Start of The data

PR #294, opened 2021-04-23
add carehomes_check_severity

RaphaelS1:
* Adds `carehomes_check_severity` to check severity probs lie in [0,1] after multiplication with rel_ params
* Adds check to end of `carehomes_parameters`
* Exports check for use in ncov


R/support.R
```diff
@@ -611,18 +611,22 @@ combine_rt1_epiestim <- function(what, rt, samples, rank) {
...
+        outer(
+          sircovid_parameters_expand_step(step, p_step[, i]),
+          rel_p[i, , ]
+        )
+      },
+      array(0, c(n_time_steps, n_strains, n_vacc_classes))
+    )
+    assert_proportion(ret)
     ret <- aperm(ret, c(4, 2, 3, 1))
+    assert_proportion(ret)
```
edknock, line 629: we have this appearing twice in the space of three lines

R/support.R
```diff
@@ -637,6 +641,53 @@ compute_pathway_probabilities <- function(step, pars, n_time_steps, n_strains,
...
+##'
+##' @title Check severity parameters
+##'
+##' @param pars A list of probabilities from [carehomes_parameters].
+##'
+##' @return Returns `pars` invisibly if all severity probabilities lie in
+##   (0, 1), otherwise errors.
+##'
+##' @export
+carehomes_check_severity <- function(pars) {
```
edknock, line 654: minor suggestion: since this is carehomes model specific (and features carehomes in the function name), I think this should be moved into carehomes.R (and the corresponding tests moved to test-carehomes-support.R)

R/support.R
RaphaelS1: Neither should have been there!

edknock (approved):

PR #297, opened 2021-04-28
Update to dust 0.9.0

richfitz:
Requires https://github.com/mrc-ide/dust/pull/224

Update branch pin before merge


inst/odin/compare_carehomes.cpp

End of The data

■ **Problem to solve**
Give back the data exactly.

■ **Answer box**
PR #294, opened 2021-04-23
add carehomes_check_severity

RaphaelS1:
* Adds `carehomes_check_severity` to check severity probs lie in [0,1] after multiplication with rel_ params
* Adds check to end of `carehomes_parameters`
* Exports check for use in ncov


R/support.R
```diff
@@ -611,18 +611,22 @@ combine_rt1_epiestim <- function(what, rt, samples, rank) {
...
+        outer(
+          sircovid_parameters_expand_step(step, p_step[, i]),
+          rel_p[i, , ]
+        )
+      },
+      array(0, c(n_time_steps, n_strains, n_vacc_classes))
+    )
+    assert_proportion(ret)
     ret <- aperm(ret, c(4, 2, 3, 1))
+    assert_proportion(ret)
```
edknock, line 629: we have this appearing twice in the space of three lines

R/support.R
```diff
@@ -637,6 +641,53 @@ compute_pathway_probabilities <- function(step, pars, n_time_steps, n_strains,
...
+##'
+##' @title Check severity parameters
+##'
+##' @param pars A list of probabilities from [carehomes_parameters].
+##'
+##' @return Returns `pars` invisibly if all severity probabilities lie in
+##   (0, 1), otherwise errors.
+##'
+##' @export
+carehomes_check_severity <- function(pars) {
```
edknock, line 654: minor suggestion: since this is carehomes model specific (and features carehomes in the function name), I think this should be moved into carehomes.R (and the corresponding tests moved to test-carehomes-support.R)

R/support.R
RaphaelS1: Neither should have been there!

edknock (approved):

PR #297, opened 2021-04-28
Update to dust 0.9.0

richfitz:
Requires https://github.com/mrc-ide/dust/pull/224

Update branch pin before merge


inst/odin/compare_carehomes.cpp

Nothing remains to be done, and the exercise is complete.